Does your spouse contribute to a 401(k)? You are probably eligible for a retirement plan that can help you save and invest for retirement in the same way – a 403(b).
First offered in the late 1950s, 403(b) plans actually predate 401(k)s. School districts and non-profit organizations commonly offer these retirement savings vehicles to their employees.
Contributions to most 403(b)s are 100% tax-deductible. Typically, you defer just a small percentage of your salary into these plans per paycheck, prior to taxes being withheld. Your contributions can be automated, and you can decide how you want the money you contribute to be invested. As with 401(k)s, some 403(b)s offer investments that attempt to reduce your risk exposure as you get closer to retirement age.
Money saved & invested in a 403(b) can benefit from tax-deferred growth.
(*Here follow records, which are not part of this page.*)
PR #452, opened 2021-01-08
mrc-2105 Get model results from new calibrate endpoint on load

EmmaLRussell:
## Description

This fixes bug where refreshing page (and loading project) would not fetch model outputs. This is because the load action on page load was using the old modelRun/getResult action, which just provides the pre-calibrate 'result'. Now using the post-calibrate result action modelCalibrate/getResult. 

Also needed to update the action itself to check if status indicated any results available (since this will also be called for projects where calibrate has not yet run), and to set Ready on the modelRun state when complete. (We should probably change the logic to use Ready on modelCalibrate state here, but this will require further changes, and may be better done at same time as mrc-2064.

## Type of version change
_Delete as appropriate_

Patches

## Checklist

### DIFF
--- a/src/app/static/src/app/index.ts
+++ b/src/app/static/src/app/index.ts
@@ -30,7 +30,7 @@ export const app = new Vue({
     methods: {
         ...mapActions({loadBaseline: 'baseline/getBaselineData'}),
         ...mapActions({loadSurveyAndProgram: 'surveyAndProgram/getSurveyAndProgramData'}),
-        ...mapActions({loadModelRun: 'modelRun/getResult'}),
+        ...mapActions({loadModelRun: 'modelCalibrate/getResult'}),
         ...mapActions({getADRSchemas: 'getADRSchemas'}),
         ...mapActions({getCurrentProject: 'projects/getCurrentProject'}),
     },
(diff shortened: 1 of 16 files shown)


src/app/static/src/app/index.ts
```diff
@@ -30,7 +30,7 @@ export const app = new Vue({
     methods: {
         ...mapActions({loadBaseline: 'baseline/getBaselineData'}),
         ...mapActions({loadSurveyAndProgram: 'surveyAndProgram/getSurveyAndProgramData'}),
-        ...mapActions({loadModelRun: 'modelRun/getResult'}),
+        ...mapActions({loadModelRun: 'modelCalibrate/getResult'}),
```
Nicolas-Dolan, line 33: So I think you alluded to this in your comment, but what is supposed to happen when the user fits the model but does not calibrate and then refreshes? When I tested that scenario myself, I got a load error and the model fit was wiped.

Nicolas-Dolan (commented):
Does what it's supposed to do when I tested it but I have one question below. I think you have this in hand so otherwise ok to merge.

src/app/static/src/app/index.ts
EmmaLRussell: Oh good catch, wasn't expecting an error there..

EmmaLRussell: Yeah, the above doesn't work because it does need the modelRun result to be available for validate logic where it expects the modelRun step to be complete. So I've ended up making modelCalibrate state a readyState after all, with resultant boilerplate, and calling both these actions on page load..

Nicolas-Dolan (approved):
I wasn't able to find any bugs when I ran it locally and refreshed at various points.

PR #455, opened 2021-01-14
mrc-2111 Fix integration test failures on axios upgrade

Nicolas-Dolan:
## Description

## Type of version change
Patches

## Checklist


Nicolas-Dolan:
Mark has a partial fix https://github.com/mrc-ide/hint/compare/mwoodbri
Based on this https://github.com/axios/axios/issues/2654

mwoodbri:
The remaining test now passes, so this PR reinstates the behaviour we were relying on from Axios <0.19.1 while resolving the Dependabot alert. As mentioned above, it may be that the tests should pass using the new (xhr) adapter, but I think that's a separate discussion.

Nicolas-Dolan:
> The remaining test now passes, so this PR reinstates the behaviour we were relying on from Axios <0.19.1 while resolving the Dependabot alert. As mentioned above, it may be that the tests should pass using the new (xhr) adapter, but I think that's a separate discussion.

Thanks for your work here @mwoodbri. This seems to have solved the main issue of this ticket. I'll have it reviewed by a third party and then it can be merged.

EmmaLRussell (approved):

PR #960, opened 2024-04-11
Mrc 5243 Add integration test command back

M-Kusumgar:
## Description

Just added integration tests back in with vitest. Some integration tests actually need to wait for the backend so we cannot advance timers like in the unit tests. So I have added an optional interval arg that we can use when we call the polling functions to speed up testing.

There are a couple of changes which will be immediately changed in the next PR:
* we are no longer doing the docker version of tests such as `integration-test-docker` or the docker ADR one, so those config will be removed and the commands removed from `package.json`
* our version of gradle support java 18 so i upgrade it in the next PR
* polling interval here is quite small so have increase it to 400ms instead in the next PR


src/app/src/test/kotlin/org/imperial/mrc/hint/database/ProjectRepositoryTests.kt
```diff
@@ -309,8 +310,8 @@ class ProjectRepositoryTests
         assertThat(p2.sharedBy).isEqualTo(null)
         assertThat(p2.versions.count()).isEqualTo(1)
         assertThat(p2.versions[0].id).isEqualTo("v2s1")
-        assertThat(p2.versions[0].created).isEqualTo(format(ago_3h))
-        assertThat(p2.versions[0].updated).isEqualTo(format(ago_1h))
+        assertThat(roundToSec(toDateTime(p2.versions[0].created))).isEqualTo(roundToSec(ago_3h))
```
M-Kusumgar, line 313: @r-ash did a better job of this in one of his PRs, this will be a merge conflict down the line and I can replace this with his implementation, keeping it in for now so the tests pass

src/app/static/package.json
```diff
@@ -11,10 +11,10 @@
...
     "test": "vitest --run",
     "browser-test": "npx playwright test",
-    "integration-test": "jest --testPathIgnorePatterns adr-dataset -c jest.integration.config.js",
-    "adr-integration-test": "jest --testPathPattern adr-dataset -c jest.integration.adr.config.js",
-    "integration-test-docker": "jest --testPathIgnorePatterns adr-dataset -c jest.integration.docker.config.js",
-    "adr-integration-test-docker": "jest --testPathPattern adr-dataset -c jest.integration.docker.adr.config.js",
+    "integration-test": "vitest --config ./test-integration-configs/integration.ts --run",
+    "adr-integration-test": "vitest --config ./test-integration-configs/adr-integration.ts --run",
+    "integration-test-docker": "vitest --config ./test-integration-configs/docker-integration.ts --run",
+    "adr-integration-test-docker": "vitest --config ./test-integration-configs/adr-docker-integration.ts --run",
```
r-ash, line 17: Do you remember why we run some of these under docker and other not? I can't remember why the 2 configurations here

r-ash (approved):
Thanks, this looks great

src/app/static/package.json
M-Kusumgar: i think it was just to test that they can connect via docker i guess, as the code is run in docker containers, i think a future smoke test might be sufficient though if we even want to test that, the only things that are different is the connection url and the fact that we start the server in a docker container i think

EmmaLRussell: I think the feeling was possibly that the integration tests ought to run in docker on CI to reflect a real deployment, but we wanted to keep option to run on metal for local dev. Suspect there might have been at least one gotcha where tests passed on metal but there was an issue in docker which only showed up in manual testing on deployed instance. 
Not sure we should ditch them tbh, they don't really cost us anything. Of course if we had a fuller e2e test suite...

src/app/static/src/tests/integration/downloadResults.itest.ts
```diff
@@ -143,10 +135,11 @@ describe(`download results actions integration`, () => {
...
 
-        actions.poll({commit, dispatch, state, rootState: root} as any, DOWNLOAD_TYPE.SPECTRUM);
-        vi.advanceTimersByTime(3000);
-        await flushPromises();
-        expect(commit.mock.calls.length).toBe(2);
+        actions.poll({commit, dispatch, state, rootState: root} as any, DOWNLOAD_TYPE.SPECTRUM, 100);
+        await vi.waitUntil(() => commit.mock.calls.length >= 2, {
+            interval: 100,
+            timeout: 6000
+        })
```
EmmaLRussell, line 142: This code block is largely repeated 5 times - could pull it into a separate util method, especially is shared time values might need tweaking?
...or maybe just the waitUntil bit, which also shows up in other modules?..

EmmaLRussell (approved):
Looks good - one tiny suggestion..

src/app/static/src/tests/integration/downloadResults.itest.ts
M-Kusumgar: I did try this, was running into issues and i am not sure why honestly, but it seems to work when i have vi.waitUntil in the test function, as a compromise I have abstracted out the interval and timeout in the test suites that they were used multiple times in!

PR #961, opened 2024-04-12
Mrc 5246 Move testing to github actions

M-Kusumgar:
## Description

So this one is a little large but a large amount of changes also come from deleting the old dockerfiles and shell files and create github actions files with largely the same logic. So hopefully this isn't super bad to review!

Main changes:
* composite action for making a shared env between builds, little bit of trickiness here with getting the git branch and git commit sha because github actions exposes different context objects in the event of a push (merge to `main`) or a pull request.
* Caching `node_modules` folder, there were some warnings online to not do this because packages might break between node versions so I am caching based on node version too
* Some kotlin tests were optimised, instead of waiting for 5 model runs we only wait for one before all the tests and then do our tests (also moved a metadata test that did something similar into download tests). In the adr tests we were importing geo files multiple times but can just be condensed into one test that tests if we can save all our files
* Removed docker test commands and their configs
* Added run kotlin server script to run the server in a background process and wait for it to get ready
* Increase intervals on integration tests

## Times
Without npm cache: ~6m 30s
With npm cache: ~6m


.github/workflows/test-back-end.yml
```diff
@@ -0,0 +1,36 @@
...
+                install-packages: 'false'
+
+            - name: Run deps
+              run: scripts/run-dependencies.sh
+
+            - name: Prep back end tests
+              run: |
+                mkdir -p src/app/static/public
+                mkdir -p src/app/static/public/css
+                yes ".class {height: 500px;}" | head -n 200 >> src/app/static/public/css/app.css
```
M-Kusumgar, line 29: Basically here I am making a dummy build of the app, turns out that the backend tests only need the freemarker template files and the css file, this css file needs to be big enough for gzip to activate, so I am creating a very bad css file that has `.class {height: 500px;}` written 200 times

.github/workflows/build-and-push.yml
```diff
@@ -0,0 +1,38 @@
...
+              run: src/gradlew -p src :app:bootDistTar
+
+            - name: Build docker image
+              run: docker build -f ./Dockerfile --tag "${CI_ORG}/hint:${CI_SHA:0:7}" src
+
+            - name: Push image
+              run: |
+                docker tag "${CI_ORG}/hint:${CI_SHA:0:7}" "${CI_ORG}/hint:${CI_BRANCH}"
+                docker push "${CI_ORG}/hint:${CI_SHA:0:7}"
+                docker push "${CI_ORG}/hint:${CI_BRANCH}"
```
r-ash, line 38: Can we push these to github container registry too? See https://github.com/mrc-ide/hintr/blob/master/.github/workflows/docker.yaml

And fairly pedantic but can we name this .yml something to do with docker? `docker.yml` or `build-and-push-docker`?

.github/workflows/build-and-push.yml
```diff
@@ -0,0 +1,38 @@
...
+                username: ${{ secrets.DOCKERHUB_USERNAME }}
+                password: ${{ secrets.DOCKERHUB_TOKEN }}
+
+            - name: Make shared env
+              uses: ./.github/actions/make-shared-env
+
+            - name: Build app
+              env:
+                NODE_ENV: production
+              run: src/gradlew -p src :app:bootDistTar
```
r-ash, line 29: Why d we need to build the app here?

.github/workflows/build-and-push.yml
```diff
@@ -0,0 +1,38 @@
...
+
+            - name: Build docker image
+              run: docker build -f ./Dockerfile --tag "${CI_ORG}/hint:${CI_SHA:0:7}" src
+
+            - name: Push image
```
r-ash, line 34: Are we able to use the docker/build-push-action here? I think there is support for tagging

.github/workflows/test-back-end.yml
r-ash: Can we document this in the yml? Think you can do this at the top of a run block using
```
: # Create dummy build of app...
```

r-ash (changes requested):
This looks great, couple of small notes.

.github/workflows/build-and-push.yml
M-Kusumgar: the dockerfile just copies the build files, we dont build the app at any point before this

.github/workflows/build-and-push.yml
M-Kusumgar: yep done

.github/workflows/test-back-end.yml
M-Kusumgar: done

PR #962, opened 2024-04-17
mrc-5182: Add barchart back in

r-ash:
## Description

This PR will
* Migrate barchart to composition API and add it back in

I think is is mostly looking good, I had a bit of a fight with this one so up for any suggestions for tidying it up at all. One bit left which still feels a little janky is the updating of the error bars when you click on the legend. It doesn't remove the error bars when you do this, just animates between them. I tried to get the standard hide the error bars, and have them re-appear once the update has completed but I couldn't get this working smoothly. I think it acts weirdly because of timing pains with when the legend onClick is run. And I couldn't see another hook we could use to hide the error bars before this.

## Type of version change

None

## Checklist


src/app/static/src/app/store/plotSelections/getters.ts
```diff
@@ -0,0 +1,16 @@
+import {ControlSelection, FilterSelection, PlotName, PlotSelectionsState} from "./plotSelections";
+import {FilterOption} from "../../generated";
+
+export const getters = {
+    controlSelectionFromId: (state: PlotSelectionsState) => (plotName: PlotName, controlId: string): FilterOption | undefined => {
+        return state[plotName].controls.find((f: ControlSelection) => f.id === controlId)?.selection[0]
+    },
+    filterSelectionFromId: (state: PlotSelectionsState) => (plotName: PlotName, filterId: string): FilterOption[] => {
+        const filterSelection = state[plotName].filters.find((f: FilterSelection) => f.filterId === filterId);
```
M-Kusumgar, line 9: ??? probably, we think
```suggestion
        const filterSelection = state[plotName].filters.find((f: FilterSelection) => f.stateFilterId === filterId);
```

src/app/static/src/app/components/plots/bar/Barchart.vue
```diff
@@ -0,0 +1,200 @@
...
+        const controlSelectionFromId = store.getters["plotSelections/controlSelectionFromId"];
+        const filterSelectionFromId = store.getters["plotSelections/filterSelectionFromId"];
+        const filterIdToColumnId = store.getters["modelCalibrate/filterIdToColumnId"];
+
+        const chartData = ref<BarChartData>({datasets:[], labels: [], maxValuePlusError: 0});
+        const chartOptions = ref({});
+        const displayErrorBars = ref<boolean>(false);
+        const showNoDataMessage = computed(() => {
+            return chartData.value.datasets.length == 0
+        });
```
M-Kusumgar, line 61: could also just do this in the v-if in the template

PR #963, opened 2024-04-25
change from default plot setting to default effect

M-Kusumgar:
## Description

Instead of relying on the default plot control and `defaultFilterTypes` props, we now have a new property called `defaultEffect` and this will contain any effect you want to occur for all plot settings in a given plot

Note: If you would like to see how the metadata changes, see the description here: https://github.com/mrc-ide/hintr/pull/493, I am keeping the description up to date


r-ash (approved):
Looks great, thanks

PR #965, opened 2024-04-30
mrc-4856: Add calibration barchart back in

r-ash:
## Description

This PR adds the calibration plot back into hint using new metadata format, barchart component and filter component

See https://github.com/mrc-ide/hintr/pull/510 for the metadata

## Type of version change

None

## Checklist


src/app/static/src/app/store/plotSelections/getters.ts
```diff
@@ -12,5 +15,59 @@ export const getters = {
         } else {
             return filterSelection.selection
         }
+    },
+    chartData: (state: PlotSelectionsState, getters: any, rootState: RootState, rootGetters: any) =>
```
r-ash, line 19: This is a bit nasty but felt better than reworking all of the individual getters, this way the hardcoding for the plot is just in this once place which I don't think is too bad. There might be a nicer way to write this though...

src/app/static/src/app/components/plots/FilterSet.vue
```diff
@@ -15,6 +15,7 @@ import {useStore} from "vuex";
 import {RootState} from "../../root";
 import Filter from "./Filter.vue";
 import {PlotName} from "../../store/plotSelections/plotSelections";
+import {getMetadataFromPlotName} from "../../store/plotSelections/actions";
```
M-Kusumgar, line 18: might not be used

src/app/static/src/app/components/plots/FilterSet.vue
```diff
@@ -1,12 +1,12 @@
...
-
     <div class="form-group" v-for="f of filters" :key="f.stateFilterId">
-        <label class="font-weight-bold">{{f.label}}</label>
-        <!-- For some reason using filter is saying no component registered
-        with this name, no idea why so using capital Filter -->
-        <Filter :state-filter-id="f.stateFilterId" :plot="plot"/>
+        <div v-if="f.visible">
+            <label class="font-weight-bold">{{f.label}}</label>
+            <!-- For some reason using filter is saying no component registered
+            with this name, no idea why so using capital Filter -->
```
M-Kusumgar, line 6: i believe this happens when vue gets confused with the name, `filter` might be a special name for vue, i know in vue 2 there was a `Vue.filter` so it might be confusing it with that special filter, happy to keep it `Filter` i think that works, if you do want to stick with consistent casing, you can call it something else
```ts
import FilterComponent from "./Filter.vue";
```
and use it as `<filter-component/>` and you should not get the error, but up to you!

src/app/static/src/app/components/plots/bar/utils.ts
```diff
@@ -4,6 +4,7 @@ import {AnnotationOptions} from "chartjs-plugin-annotation";
 import {formatOutput} from "../utils";
 import {PlotData} from "../../../store/plotData/plotData";
 import {Dict} from "../../../types";
+import {PlotName} from "../../../store/plotSelections/plotSelections";
```
M-Kusumgar, line 7: is this used?

src/app/static/src/app/components/plots/bubble/Bubble.vue
```diff
@@ -63,10 +63,10 @@ const getSizeIndicator = () => {
 const colourIndicator = ref<string>(getColourIndicator());
 const sizeIndicator = ref<string>(getSizeIndicator());
 const colourIndicatorMetadata = computed<ChoroplethIndicatorMetadata>(() => {
-    return getIndicatorMetadata(store, colourIndicator.value)
+    return getIndicatorMetadata(store, "bubble", colourIndicator.value)
```
M-Kusumgar, line 66: would probably extract these out into a top level variable called `plotName` or something like that (i have done that in my branch of the input choropleth too) just so its in one variable although no biggy

M-Kusumgar (commented):
Looks good, couple of small comments but works like a charm, is awesome to see it all come together!

r-ash:
Thanks, updated re those comments!

PR #966, opened 2024-05-01
mrc-5305: Fix issue with projects not reloading properly because of setTimeout interval issue

r-ash:
## Description

We updated this for testing but that highlighted a problem where we were passing some options as a payload :see_no_evil: this was causing issues with project reloading as state was being overwritten because the setTimeout poll interval was being set very low. This fixes that.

Those dollars are only taxed when they are withdrawn. This yearly tax deferral may really help that money grow and compound.
If you contribute $5,000 a year to a 403(b) starting at age 30 and the account returns 8% a year, you could end up with $394,772 by age 55. If you put $10,000 a year in your 403(b) beginning at age 30, the math says you could have $789,544 at age 55 at an 8% return. Think how all of that money could help you out in retirement.
You can currently contribute up to $18,000 to a 403(b). In fact, you can contribute even more if you are 50 or older, for the IRS permits additional “catch-up” contributions to 403(b)s. The yearly contribution limit for those 50 and older is $24,000.
Your plan may even offer a Roth option. As with a Roth IRA, contributions to a Roth 403(b) are made with after-tax dollars. As a result, contributions to a Roth 403(b) are not tax-deductible. The trade-off? You have the potential for tax-free withdrawals in retirement as long as you follow IRS rules. Tax-free retirement income is sweet, indeed.
Are matching contributions common? Not usually. While employers have the option to partially or fully match employee contributions to both 401(k)s and 403(b)s, many school districts do not have enough funds available to offer a match. But you can still use the 403(b) plan to put retirement money away for yourself. Why not do so?
Saving & investing for retirement should be on every teacher’s to-do list. The 403(b) gives you a way to do it, conveniently and consistently. If you aren’t yet saving for the future this way, now is the best time to start.